►
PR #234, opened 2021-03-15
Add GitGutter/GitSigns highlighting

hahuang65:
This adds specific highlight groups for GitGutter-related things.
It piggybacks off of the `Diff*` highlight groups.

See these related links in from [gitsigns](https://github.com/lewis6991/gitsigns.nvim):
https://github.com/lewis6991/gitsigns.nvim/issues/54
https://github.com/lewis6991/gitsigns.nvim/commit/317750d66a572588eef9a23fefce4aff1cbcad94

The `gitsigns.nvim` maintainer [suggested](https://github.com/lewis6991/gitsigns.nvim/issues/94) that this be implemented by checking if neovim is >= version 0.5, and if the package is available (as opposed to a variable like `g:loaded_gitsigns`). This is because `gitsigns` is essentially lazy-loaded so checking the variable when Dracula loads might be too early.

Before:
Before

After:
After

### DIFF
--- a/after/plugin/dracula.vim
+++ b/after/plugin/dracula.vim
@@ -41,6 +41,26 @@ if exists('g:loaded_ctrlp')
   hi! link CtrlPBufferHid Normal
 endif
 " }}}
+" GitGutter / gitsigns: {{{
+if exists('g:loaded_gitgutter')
◄
[PROBLEM TO SOLVE]
In the material above, find each line that has the string "plugin" and return it.

[ANSWER SPACE]
--- a/after/plugin/dracula.vim
+++ b/after/plugin/dracula.vim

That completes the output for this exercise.